- **What to work on**: I need the lines from the one with "[x] Change card" through the end of the material, copied exactly and with nothing else included.

- **Records for this exercise**:

PR #458, opened 2024-01-16
[RW-826][CD-530] Reduce CLS in Global Header

rupl:
# RW-826 / CD-530

## Types of changes

## Description
Improves the Cumulative Layout Shift (CLS), a Core Web Vital that is very important to Google and its search results.

  1. Load branch and stuff.
  2. Using the devtools of your choice, do the following:
     - Disable caching, or start with a private browsing window
     - Throttle the network to something slow (so that you can see the effect)
  3. Load the page and observe that the Help/User menus consistently render to the right of the Global Header (in LTR). They should NEVER appear on the left, even momentarily.

Example video:

https://github.com/UN-OCHA/common_design/assets/254753/40800568-1446-4bb8-8a72-bcd988e24899

## Impact
If the `cd-global-header.html.twig` file is overridden in the sub-theme, it will need to have the new line of HTML inserted, or the OCHA Services menu will never display.

@left23 if you could double-check this aspect that would be most helpful. I reviewed all the base-theme and sub-theme templates and believe I got the impact instructions correct. But your confirmation would be most helpful. If you agree, go ahead and tick the last checkbox in the checklist.

## PR Checklist

### DIFF
--- a/libraries/cd/cd-header/cd-global-header.css
+++ b/libraries/cd/cd-header/cd-global-header.css
@@ -17,7 +17,7 @@
   gap: 8px;
 }
 
-.cd-global-header__inner .cd-ocha {
+.cd-global-header__inner #cd-ocha-services-container {
   order: -1;
 }
 
--- a/libraries/cd/cd-header/cd-ocha-services.js
+++ b/libraries/cd/cd-header/cd-ocha-services.js
@@ -3,8 +3,8 @@
 
   Drupal.behaviors.cdOchaServices = {
     attach: function (context, settings) {
-      // Move the OCHA services section to the header.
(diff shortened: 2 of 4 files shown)


left23 (approved):
This looks good! I tested locally on RW and I think the steps are accurate.
Most sites will have a `cd-global-header.html.twig` override file. From what I can see, all include an extend from `@common_design/cd/cd-header/cd-global-header.html.twig` so no negative impact expected. https://github.com/search?q=org%3AUN-OCHA%20cd-global-header.html.twig&type=code

rupl:
That was my thinking as well with the `extend` sub-theme template. Great, then the instructions are accurate. Thanks for the 👀

PR #459, opened 2024-01-16
OPS-9885 Change directory for select_a11y css after SDC reshuffle

left23:
Refs: OPS-9885

## Types of changes

## Description
After implementing SDC, there was one library `select_a11y` that was still trying to get its CSS from `components` folder.

  1. Compare https://web.brand.unocha.org/facets (which is not picking up the styles) with https://feature.commondesign-unocha-org.ahconu.org/facets (which is an old deploy and still picking up styles from components directory due to older base theme version)
  2. With the changes in this PR, the stylesheet paths are correct and the result should look like the current Feature site, once the base theme version is updated.

## Impact
This is a bug fix so anywhere Facets are used with select_a11y widget should display correctly after updating the base theme with this fix in place.

## PR Checklist

### DIFF
--- a/common_design.info.yml
+++ b/common_design.info.yml
@@ -46,12 +46,12 @@ libraries-override:
   select_a11y/select_a11y_facets.widget:
     css:
       theme:
-        css/style.css: components/cd-select-a11y/cd-select-a11y.css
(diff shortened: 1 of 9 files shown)


rupl (approved):
I found a few more 🙈

PR #463, opened 2024-02-12
[CD-537] Remove OCHA Services from Global Header

rupl:
# CD-537

## Types of changes

## Description

We don't want the OCHA Services menu in the Global Header anymore, instead placing it in the main Footer in between the existing nav and the mandate/copyright.

It would be great to test this by dropping this branch of the base-theme **into existing projects** and verifying that the contents of the OCHA Services menu is unchanged, despite the new location in the footer. This is my CD Site with nothing but the base-theme modified:

CD-537-footer-ocha-services

## Impact

The idea here is that there is no impact to existing sub-themes. If there is an impact, I'd like to continue hacking at this branch until we're all happy it's safe to deploy as a patch or minor release.

The branch includes changes to the existing sub-theme so that the stub template isn't necessary for new sites. As the comment says, in a future major release we can remove the stub from the `cd-header` directory.

## PR Checklist


left23:
@rupl Is this an opportunity to better name the elements that currently have `cd-ocha-dropdown` included in their class names? It would be more self-explanatory if the div class names didn't imply behaviour that doesn't exist anymore.

rupl:
I had considered it. The problem is that if those classes were used to customize anything then changing classnames will break existing sub-themes.

The safer option was to leave them alone, but I suppose we can peek through the few sites we don't maintain and see how disruptive it will be.

libraries/cd/cd-footer/cd-ocha.css
```diff
@@ -1,102 +1,105 @@
...
   margin: 0;
   padding: 0;
 }
 
+/**
+ * backwards-compat: the .cd-ocha-dropdown class is legacy, but is used by lots
+ * of sub-themes which customized their OCHA Services links. If these classnames
+ * get removed then the styling of the first column will look strange.
+ */
+.cd-ocha-services__link,
```
rupl, line 64: Classnames have been revamped to remove the reference to a dropdown, with the exception of these three rules accompanied by the comment.

libraries/cd/cd-footer/cd-ocha.css
```diff
@@ -0,0 +1,153 @@
+/**
+ * Common Design: OCHA Services
+ */
+.cd-ocha-services {
+  @media screen and (min-width: 768px) {
+    position: relative;
+    margin-block-end: 2rem;
```
left23, line 7: I think this should match the `.cd-footer__section` of 3rem so sections have a bit more space between them - see previous comment above.

left23 (changes requested):
Looks good!
I've left some comments to do with the vertical rhythm changing.

And the e2e tests need attention to reflect the removal of the OCHA Services dropdown:

 FAIL  _tests/OCHADropdown.test.js (21.835 s)
  OCHAServicesDropdown
    ✕ should expand when clicked (139 ms)
    ✕ should contain up to four links in the Related Platforms section (10001 ms)
    ✕ should NOT contain links with default text in the Related Platforms section (41 ms)
    ✕ should contain eight links in the Other OCHA Services section (10000 ms)
    ✕ should contain specific links in the Other OCHA Services section (224 ms)
    ✕ should include a button to UNOCHA.org DS list (38 ms)

libraries/cd/cd-footer/cd-footer.css
```diff
@@ -66,7 +66,7 @@
 .cd-footer__section {
   width: 100%;
   margin: 0 auto;
-  padding-bottom: 3rem;
+  padding-block-end: 2rem;
```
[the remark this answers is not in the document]
rupl: I was just trying to tighten things up a little bit. I shouldn't change layout without consensus. I will revert it.

rupl:
@left23 I believe it's good to go now. Removed one test related to the dropdown, renamed all the things, and updated selectors to match our CSS rules (where either `.cd-ocha-services__xxx` or `.cd-ocha-dropdown__xxx` exists, depending on age of the sub-theme)

left23 (approved):
Great. Renaming the OCHADropdown.test.js filename to remove the "dropdown" part might be timely too. 
Approving.

rupl:
Ah good catch on the filename. My OCD wants to force push the rename into the commit 👿 but the other PR already references the first hash. Oh well.

lazysoundsystem:
Not sure where best to ask this, so do move it if necessary.

Surprised to see the behavior of the OCHA services menu on ODSG when not logged in - when logged in, it's as it was before.
image
and
image

@rupl should I be investigating further?

rupl:
That's related to https://github.com/UN-OCHA/common_design/pull/458, not this PR, and I believe a cache-rebuild will jiggle it back into place. Either that, or I messed up the ODSG upgrade. However I just checked and its [Global Header template is indeed a clean copy](https://github.com/UN-OCHA/odsg8-site/blob/c85ef50966c7f087ec49fbdc0aa492bc09e25b09/html/themes/custom/common_design_subtheme/templates/cd/cd-header/cd-global-header.html.twig).

I'm happy to put the PRs together if necessary, but if you see this on another site, the upgrade instructions (adding one line of HTML) are here: https://github.com/UN-OCHA/common_design/releases/tag/v9.3.1

rupl:
@lazysoundsystem FWIW I loaded https://odsg.unocha.org/welcome?destination=/dashboard and had to refresh twice: first refresh it "broke" and second it got restored. After that, it stayed put in the top left.

lazysoundsystem:
Thanks @rupl - looks like it's all fixed now.

Issue #235, opened 2015-11-18
implement card rendering refactor


bantic:
This is a meta-issue that tracks implementing the changes explicated in #234. The notes below are copied from that PR.

## Next steps:

 * [x] release new version of mobiledoc-kit (0.6.2-beta1)
 * [x] update ember-mobiledoc-editor to use new mobiledoc-kit version
 * [x] release new version of ember-mobiledoc-editor (0.2.2-beta1)
 * [x] update demo to use released version of ember-mobiledoc-editor
 * [x] update documentation of card and renderer usage #245 
 * [x] update other projects using old card shapes (tracked separately)

## Projects finished being refactored

 * [x] editor-dom renderer within [mobiledoc-kit](https://github.com/bustlelabs/mobiledoc-kit) #236
 * [x] [mobiledoc-dom-renderer](https://github.com/bustlelabs/mobiledoc-dom-renderer/issues/17)
 * [x] [ember-mobiledoc-dom-renderer](https://github.com/bustlelabs/ember-mobiledoc-dom-renderer/issues/5)
 * [x] [ember-mobiledoc-editor](https://github.com/bustlelabs/ember-mobiledoc-editor/issues/33)
 * [x] [mobiledoc-html-renderer](https://github.com/bustlelabs/mobiledoc-html-renderer/issues/12)
 * [x] [mobiledoc-text-renderer](https://github.com/bustlelabs/mobiledoc-text-renderer)
 * [x] demo app within mobiledoc-kit #239
 * [x] update mobiledoc-html-renderer dep for ember-mobiledoc-html-renderer
 * [x] update mobiledoc-text-renderer dep for ember-mobiledoc-text-renderer

# Card Unification

  * Change card shape to object with `type`, `name`, `render` and optional `edit` properties
  * Card's `type` is validated by renderer (dom renderer cannot render 'text', e.g.)
  * Change arguments passed by editor to card's `render` (or `edit`) method
    * single argument object with `env`, `options` and `payload` properties
  * Return value of card's `render` (or `edit`) method is appended/concatenated by renderer
  * card can register teardown callback by calling `onTeardown(teardownFn)`
  * Change editor-dom renderer to clear child elements from card element on teardown
  * Renderer `constructor` signature changes to accept options object with: cards, atoms, cardOptions, unknownCardHandler, editor (for editor-dom)
  * Renderer `render` instance method accepts `mobiledoc` argument, returns `rendered` object with 2 props:
[...]

PR #238, opened 2015-11-18
Implement card refactor for editor-dom renderer

### LINKED ISSUE #236: Update editor-dom renderer for card rendering
see #235 

  * [x] Change card shape to object with `type`, `name`, `render` and optional `edit` properties
  * [x] Card's `type` is validated by renderer (dom renderer cannot render 'text', e.g.)
  * [x] Change arguments passed by editor to card's `render` (or `edit`) method
    * [x] single argument object with `env`, `options` and `payload` properties
  * [x] Return value of card's `render` (or `edit`) method is appended/concatenated by renderer
  * [x] card can register teardown callback by calling `onTeardown(teardownFn)`
  * [x] Change editor-dom renderer to clear child elements from card element on teardown
  * [ ] ~~Renderer `constructor` signature changes to accept options object with: cards, atoms, cardOptions, unknownCardHandler, editor (for editor-dom)~~ (not applicable since the editor-dom renderer is managed internally by mobiledoc-kit)
  * [ ] ~~Renderer `render` instance method accepts `mobiledoc` argument, returns `rendered` object with 2 props:~~
    * [ ] ~~`result` property (which is a dom node or string, depending)~~
    * [ ] ~~`teardown` method with no args tears down rendered mobiledoc (removing dom when applicable, calling registered card teardown callbacks when applicable)~~
  * [x] `unknownCardHandler` method is called whenever a renderer encounters an unknown card
  * [x] `editor.destroy()` calls all card teardown callbacks

bantic:
Feedback welcome. Merging this needs to be coordinated with changes to other codebases as described in #235 

checklist:

 * [x] test `unknownCardHandler` usage/defaults for editor

fixes #236


src/js/models/card-node.js
```diff
@@ -54,11 +75,17 @@ export default class CardNode {
...
-      }
+  _validateAndAppendRenderResult(rendered) {
+    if (!rendered) {
+      return;
     }
+
+    let { card: { name } } = this;
+    assert(
+      `Card "${name}" must render dom (render value was: "${rendered}")`,
+      (typeof rendered === 'object')
```
mixonic: perhaps `rendered.nodeType` is a good check for `rendered` being a node.

mixonic:
seems good.

src/js/models/card-node.js
bantic: good call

- **Your response**:
  * [x] Change card shape to object with `type`, `name`, `render` and optional `edit` properties
  * [x] Card's `type` is validated by renderer (dom renderer cannot render 'text', e.g.)
  * [x] Change arguments passed by editor to card's `render` (or `edit`) method
    * [x] single argument object with `env`, `options` and `payload` properties
  * [x] Return value of card's `render` (or `edit`) method is appended/concatenated by renderer
  * [x] card can register teardown callback by calling `onTeardown(teardownFn)`
  * [x] Change editor-dom renderer to clear child elements from card element on teardown
  * [ ] ~~Renderer `constructor` signature changes to accept options object with: cards, atoms, cardOptions, unknownCardHandler, editor (for editor-dom)~~ (not applicable since the editor-dom renderer is managed internally by mobiledoc-kit)
  * [ ] ~~Renderer `render` instance method accepts `mobiledoc` argument, returns `rendered` object with 2 props:~~
    * [ ] ~~`result` property (which is a dom node or string, depending)~~
    * [ ] ~~`teardown` method with no args tears down rendered mobiledoc (removing dom when applicable, calling registered card teardown callbacks when applicable)~~
  * [x] `unknownCardHandler` method is called whenever a renderer encounters an unknown card
  * [x] `editor.destroy()` calls all card teardown callbacks

bantic:
Feedback welcome. Merging this needs to be coordinated with changes to other codebases as described in #235 

checklist:

 * [x] test `unknownCardHandler` usage/defaults for editor

fixes #236


src/js/models/card-node.js
```diff
@@ -54,11 +75,17 @@ export default class CardNode {
...
-      }
+  _validateAndAppendRenderResult(rendered) {
+    if (!rendered) {
+      return;
     }
+
+    let { card: { name } } = this;
+    assert(
+      `Card "${name}" must render dom (render value was: "${rendered}")`,
+      (typeof rendered === 'object')
```
mixonic: perhaps `rendered.nodeType` is a good check for `rendered` being a node.

mixonic:
seems good.

src/js/models/card-node.js
bantic: good call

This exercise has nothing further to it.